Stored items
BEGIN

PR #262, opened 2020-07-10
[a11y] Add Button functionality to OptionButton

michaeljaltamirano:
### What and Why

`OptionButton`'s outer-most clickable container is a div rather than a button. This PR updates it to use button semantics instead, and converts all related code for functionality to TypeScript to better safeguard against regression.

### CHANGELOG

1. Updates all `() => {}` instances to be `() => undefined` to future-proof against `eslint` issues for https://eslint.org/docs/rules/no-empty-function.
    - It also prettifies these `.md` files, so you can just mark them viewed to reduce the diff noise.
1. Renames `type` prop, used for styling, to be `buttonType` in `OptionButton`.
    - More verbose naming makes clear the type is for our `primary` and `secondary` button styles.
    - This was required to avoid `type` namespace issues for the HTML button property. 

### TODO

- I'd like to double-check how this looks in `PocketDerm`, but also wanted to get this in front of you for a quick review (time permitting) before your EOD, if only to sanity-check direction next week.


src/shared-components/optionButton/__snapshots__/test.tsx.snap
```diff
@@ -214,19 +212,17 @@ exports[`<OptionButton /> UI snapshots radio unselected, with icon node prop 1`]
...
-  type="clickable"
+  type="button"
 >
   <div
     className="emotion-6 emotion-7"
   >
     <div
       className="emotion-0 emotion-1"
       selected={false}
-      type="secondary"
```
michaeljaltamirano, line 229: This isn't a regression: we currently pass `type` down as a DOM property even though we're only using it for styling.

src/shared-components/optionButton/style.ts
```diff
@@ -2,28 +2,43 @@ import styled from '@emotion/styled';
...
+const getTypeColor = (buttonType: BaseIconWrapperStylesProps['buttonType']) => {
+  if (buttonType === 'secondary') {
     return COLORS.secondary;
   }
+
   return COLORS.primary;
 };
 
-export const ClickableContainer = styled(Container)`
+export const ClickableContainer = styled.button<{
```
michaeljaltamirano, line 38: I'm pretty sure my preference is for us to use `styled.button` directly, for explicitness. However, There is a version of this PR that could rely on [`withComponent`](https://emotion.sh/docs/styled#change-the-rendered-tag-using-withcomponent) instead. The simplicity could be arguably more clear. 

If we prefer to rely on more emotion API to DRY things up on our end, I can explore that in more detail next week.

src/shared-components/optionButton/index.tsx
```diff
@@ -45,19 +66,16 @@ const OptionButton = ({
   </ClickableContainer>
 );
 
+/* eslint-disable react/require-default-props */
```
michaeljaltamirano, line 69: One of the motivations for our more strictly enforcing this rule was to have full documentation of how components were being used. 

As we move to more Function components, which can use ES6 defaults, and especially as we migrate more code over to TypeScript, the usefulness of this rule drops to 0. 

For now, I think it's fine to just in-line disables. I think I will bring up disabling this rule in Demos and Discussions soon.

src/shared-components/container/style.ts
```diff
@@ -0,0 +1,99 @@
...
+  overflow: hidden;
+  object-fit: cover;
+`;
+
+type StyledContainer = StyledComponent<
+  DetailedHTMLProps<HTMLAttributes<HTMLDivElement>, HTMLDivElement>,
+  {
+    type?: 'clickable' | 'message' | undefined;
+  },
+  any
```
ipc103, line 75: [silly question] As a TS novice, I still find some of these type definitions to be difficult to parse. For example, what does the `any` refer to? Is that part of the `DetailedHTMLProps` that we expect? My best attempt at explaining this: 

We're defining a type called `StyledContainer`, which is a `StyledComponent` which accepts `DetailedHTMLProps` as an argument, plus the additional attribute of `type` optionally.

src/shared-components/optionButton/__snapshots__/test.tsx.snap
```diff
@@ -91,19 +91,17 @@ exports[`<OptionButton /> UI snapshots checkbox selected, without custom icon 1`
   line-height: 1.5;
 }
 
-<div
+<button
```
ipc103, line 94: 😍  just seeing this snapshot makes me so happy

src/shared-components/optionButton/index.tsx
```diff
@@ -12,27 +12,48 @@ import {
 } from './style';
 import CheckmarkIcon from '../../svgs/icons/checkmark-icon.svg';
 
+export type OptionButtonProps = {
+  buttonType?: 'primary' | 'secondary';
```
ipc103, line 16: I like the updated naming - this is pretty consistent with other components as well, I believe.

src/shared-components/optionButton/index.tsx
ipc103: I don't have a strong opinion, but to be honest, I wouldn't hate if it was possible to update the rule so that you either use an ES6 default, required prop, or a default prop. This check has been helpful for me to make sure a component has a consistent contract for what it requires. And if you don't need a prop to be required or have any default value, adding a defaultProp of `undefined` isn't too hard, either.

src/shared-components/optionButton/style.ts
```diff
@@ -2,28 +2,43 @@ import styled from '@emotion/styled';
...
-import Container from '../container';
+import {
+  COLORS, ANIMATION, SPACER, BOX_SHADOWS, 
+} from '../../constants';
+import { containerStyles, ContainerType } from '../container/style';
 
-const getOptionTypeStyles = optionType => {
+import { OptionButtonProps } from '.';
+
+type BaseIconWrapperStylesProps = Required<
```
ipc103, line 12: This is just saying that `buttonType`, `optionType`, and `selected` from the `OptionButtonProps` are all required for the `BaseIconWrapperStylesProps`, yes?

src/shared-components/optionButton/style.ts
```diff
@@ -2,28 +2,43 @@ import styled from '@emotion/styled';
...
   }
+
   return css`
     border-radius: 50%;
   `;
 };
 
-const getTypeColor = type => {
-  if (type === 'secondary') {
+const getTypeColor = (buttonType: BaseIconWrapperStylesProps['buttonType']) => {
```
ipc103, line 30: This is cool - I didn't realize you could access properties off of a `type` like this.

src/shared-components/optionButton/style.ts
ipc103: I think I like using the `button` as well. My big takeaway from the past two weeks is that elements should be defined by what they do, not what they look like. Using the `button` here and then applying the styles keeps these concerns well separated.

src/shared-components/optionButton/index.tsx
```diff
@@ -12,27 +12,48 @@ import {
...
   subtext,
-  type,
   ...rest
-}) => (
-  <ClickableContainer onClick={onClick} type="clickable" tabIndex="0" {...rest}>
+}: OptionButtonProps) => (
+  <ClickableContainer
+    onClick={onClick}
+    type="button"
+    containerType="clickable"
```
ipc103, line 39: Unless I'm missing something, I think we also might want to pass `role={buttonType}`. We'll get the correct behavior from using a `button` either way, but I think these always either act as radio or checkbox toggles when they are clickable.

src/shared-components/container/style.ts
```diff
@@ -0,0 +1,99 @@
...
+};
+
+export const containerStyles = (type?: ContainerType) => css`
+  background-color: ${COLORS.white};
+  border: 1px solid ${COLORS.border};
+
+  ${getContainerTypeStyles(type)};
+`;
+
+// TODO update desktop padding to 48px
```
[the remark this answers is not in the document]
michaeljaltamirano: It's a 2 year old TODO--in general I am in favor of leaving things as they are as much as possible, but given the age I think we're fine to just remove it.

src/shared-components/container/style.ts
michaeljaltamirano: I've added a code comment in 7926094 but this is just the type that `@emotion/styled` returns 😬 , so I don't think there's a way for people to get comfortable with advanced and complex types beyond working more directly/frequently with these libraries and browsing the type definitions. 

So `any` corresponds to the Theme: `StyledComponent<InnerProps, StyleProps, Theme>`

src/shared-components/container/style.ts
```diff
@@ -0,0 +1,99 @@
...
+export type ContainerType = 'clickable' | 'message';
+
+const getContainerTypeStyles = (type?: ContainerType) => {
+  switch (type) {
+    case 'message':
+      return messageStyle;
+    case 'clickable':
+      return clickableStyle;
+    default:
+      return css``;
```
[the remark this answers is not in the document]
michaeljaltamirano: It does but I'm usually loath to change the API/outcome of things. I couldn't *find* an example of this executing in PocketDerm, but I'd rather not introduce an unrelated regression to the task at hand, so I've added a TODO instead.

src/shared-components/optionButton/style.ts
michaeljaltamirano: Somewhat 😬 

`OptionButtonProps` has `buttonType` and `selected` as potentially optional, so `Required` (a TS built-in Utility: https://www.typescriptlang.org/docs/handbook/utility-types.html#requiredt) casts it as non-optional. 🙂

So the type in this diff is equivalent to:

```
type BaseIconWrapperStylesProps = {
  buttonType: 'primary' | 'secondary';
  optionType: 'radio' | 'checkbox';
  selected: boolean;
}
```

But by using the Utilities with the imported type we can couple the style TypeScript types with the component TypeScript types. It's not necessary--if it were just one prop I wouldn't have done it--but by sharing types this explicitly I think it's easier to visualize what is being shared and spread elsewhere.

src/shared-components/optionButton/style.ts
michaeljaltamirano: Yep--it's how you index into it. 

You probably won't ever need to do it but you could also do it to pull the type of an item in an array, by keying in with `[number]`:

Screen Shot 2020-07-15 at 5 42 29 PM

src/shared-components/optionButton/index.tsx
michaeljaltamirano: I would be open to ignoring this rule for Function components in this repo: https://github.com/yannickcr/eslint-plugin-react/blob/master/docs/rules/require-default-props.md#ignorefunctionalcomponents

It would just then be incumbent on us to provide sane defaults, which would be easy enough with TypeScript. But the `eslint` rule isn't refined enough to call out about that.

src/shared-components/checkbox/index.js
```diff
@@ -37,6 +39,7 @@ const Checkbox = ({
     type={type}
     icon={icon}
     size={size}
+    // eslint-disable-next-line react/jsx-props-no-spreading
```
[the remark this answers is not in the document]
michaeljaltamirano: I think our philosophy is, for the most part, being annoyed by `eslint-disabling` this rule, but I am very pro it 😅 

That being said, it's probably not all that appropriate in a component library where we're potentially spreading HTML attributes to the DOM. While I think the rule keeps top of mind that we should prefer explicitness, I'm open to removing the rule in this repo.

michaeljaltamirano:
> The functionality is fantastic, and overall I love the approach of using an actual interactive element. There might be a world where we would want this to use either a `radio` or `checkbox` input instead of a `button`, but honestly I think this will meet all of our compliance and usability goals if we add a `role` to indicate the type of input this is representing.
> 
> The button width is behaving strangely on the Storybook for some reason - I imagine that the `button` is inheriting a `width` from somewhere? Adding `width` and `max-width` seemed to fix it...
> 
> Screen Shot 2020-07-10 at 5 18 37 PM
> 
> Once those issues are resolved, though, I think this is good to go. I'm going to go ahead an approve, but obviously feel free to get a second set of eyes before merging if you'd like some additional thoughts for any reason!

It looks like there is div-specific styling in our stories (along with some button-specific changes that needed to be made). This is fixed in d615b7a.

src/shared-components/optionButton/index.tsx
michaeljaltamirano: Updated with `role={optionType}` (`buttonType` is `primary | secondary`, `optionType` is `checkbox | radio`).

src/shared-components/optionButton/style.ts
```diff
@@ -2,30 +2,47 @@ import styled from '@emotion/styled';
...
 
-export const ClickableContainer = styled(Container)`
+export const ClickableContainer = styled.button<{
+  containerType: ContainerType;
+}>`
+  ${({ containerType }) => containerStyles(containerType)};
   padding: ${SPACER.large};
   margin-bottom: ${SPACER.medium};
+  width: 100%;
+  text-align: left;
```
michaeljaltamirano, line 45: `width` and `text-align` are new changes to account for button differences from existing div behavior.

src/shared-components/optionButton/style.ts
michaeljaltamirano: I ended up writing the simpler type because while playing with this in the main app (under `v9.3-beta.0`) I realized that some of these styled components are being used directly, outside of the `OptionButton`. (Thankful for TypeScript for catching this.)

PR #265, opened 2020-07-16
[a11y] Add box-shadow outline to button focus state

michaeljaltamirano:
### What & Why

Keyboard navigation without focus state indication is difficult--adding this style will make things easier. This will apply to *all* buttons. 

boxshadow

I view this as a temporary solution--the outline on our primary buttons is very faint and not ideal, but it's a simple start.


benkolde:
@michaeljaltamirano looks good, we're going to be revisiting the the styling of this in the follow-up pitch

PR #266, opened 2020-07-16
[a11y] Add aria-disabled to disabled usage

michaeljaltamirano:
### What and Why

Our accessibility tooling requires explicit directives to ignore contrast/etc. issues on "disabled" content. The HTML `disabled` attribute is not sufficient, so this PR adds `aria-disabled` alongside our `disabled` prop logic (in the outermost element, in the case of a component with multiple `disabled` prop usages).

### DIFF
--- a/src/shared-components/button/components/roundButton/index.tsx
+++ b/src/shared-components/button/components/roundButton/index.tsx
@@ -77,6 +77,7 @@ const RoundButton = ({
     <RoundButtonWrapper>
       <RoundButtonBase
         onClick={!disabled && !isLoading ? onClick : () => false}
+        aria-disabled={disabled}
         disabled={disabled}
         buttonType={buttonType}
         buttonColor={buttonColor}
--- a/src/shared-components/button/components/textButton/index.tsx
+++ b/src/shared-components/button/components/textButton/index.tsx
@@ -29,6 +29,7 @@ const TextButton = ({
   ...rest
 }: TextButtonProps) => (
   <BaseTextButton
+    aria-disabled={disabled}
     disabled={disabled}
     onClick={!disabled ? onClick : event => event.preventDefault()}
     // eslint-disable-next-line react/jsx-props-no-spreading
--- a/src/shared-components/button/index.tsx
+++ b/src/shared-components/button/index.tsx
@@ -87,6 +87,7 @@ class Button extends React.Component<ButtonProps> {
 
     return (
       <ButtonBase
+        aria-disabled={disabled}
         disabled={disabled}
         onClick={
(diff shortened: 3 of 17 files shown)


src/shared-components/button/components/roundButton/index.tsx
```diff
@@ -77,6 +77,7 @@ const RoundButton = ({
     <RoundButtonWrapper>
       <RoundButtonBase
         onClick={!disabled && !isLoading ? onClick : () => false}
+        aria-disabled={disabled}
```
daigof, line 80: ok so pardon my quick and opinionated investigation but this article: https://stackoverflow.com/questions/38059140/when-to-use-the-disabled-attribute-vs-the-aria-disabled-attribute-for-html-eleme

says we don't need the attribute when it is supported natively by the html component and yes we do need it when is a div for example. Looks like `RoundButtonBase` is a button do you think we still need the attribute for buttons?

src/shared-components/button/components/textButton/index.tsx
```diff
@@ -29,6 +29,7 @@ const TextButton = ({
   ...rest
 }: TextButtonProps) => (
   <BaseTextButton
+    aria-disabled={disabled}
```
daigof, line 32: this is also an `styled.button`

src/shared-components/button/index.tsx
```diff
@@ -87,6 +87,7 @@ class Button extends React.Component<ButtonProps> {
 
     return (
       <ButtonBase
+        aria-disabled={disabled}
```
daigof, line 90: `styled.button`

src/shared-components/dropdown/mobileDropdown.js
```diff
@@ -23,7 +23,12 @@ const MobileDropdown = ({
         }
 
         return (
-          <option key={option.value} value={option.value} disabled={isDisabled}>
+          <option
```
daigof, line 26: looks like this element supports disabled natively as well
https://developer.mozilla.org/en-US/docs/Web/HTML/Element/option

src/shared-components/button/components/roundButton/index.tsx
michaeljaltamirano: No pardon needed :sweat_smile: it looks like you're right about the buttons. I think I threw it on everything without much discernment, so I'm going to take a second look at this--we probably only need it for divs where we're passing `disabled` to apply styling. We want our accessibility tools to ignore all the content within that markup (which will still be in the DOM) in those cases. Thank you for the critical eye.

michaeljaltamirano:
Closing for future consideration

END

[Task to complete]: Retype exactly, and only, the lines above from the one where "1. Updates all" occurs up to and including the one where "- I'd like to" occurs.

[Exercise solution]:
1. Updates all `() => {}` instances to be `() => undefined` to future-proof against `eslint` issues for https://eslint.org/docs/rules/no-empty-function.
    - It also prettifies these `.md` files, so you can just mark them viewed to reduce the diff noise.
1. Renames `type` prop, used for styling, to be `buttonType` in `OptionButton`.
    - More verbose naming makes clear the type is for our `primary` and `secondary` button styles.
    - This was required to avoid `type` namespace issues for the HTML button property. 

### TODO

- I'd like to double-check how this looks in `PocketDerm`, but also wanted to get this in front of you for a quick review (time permitting) before your EOD, if only to sanity-check direction next week.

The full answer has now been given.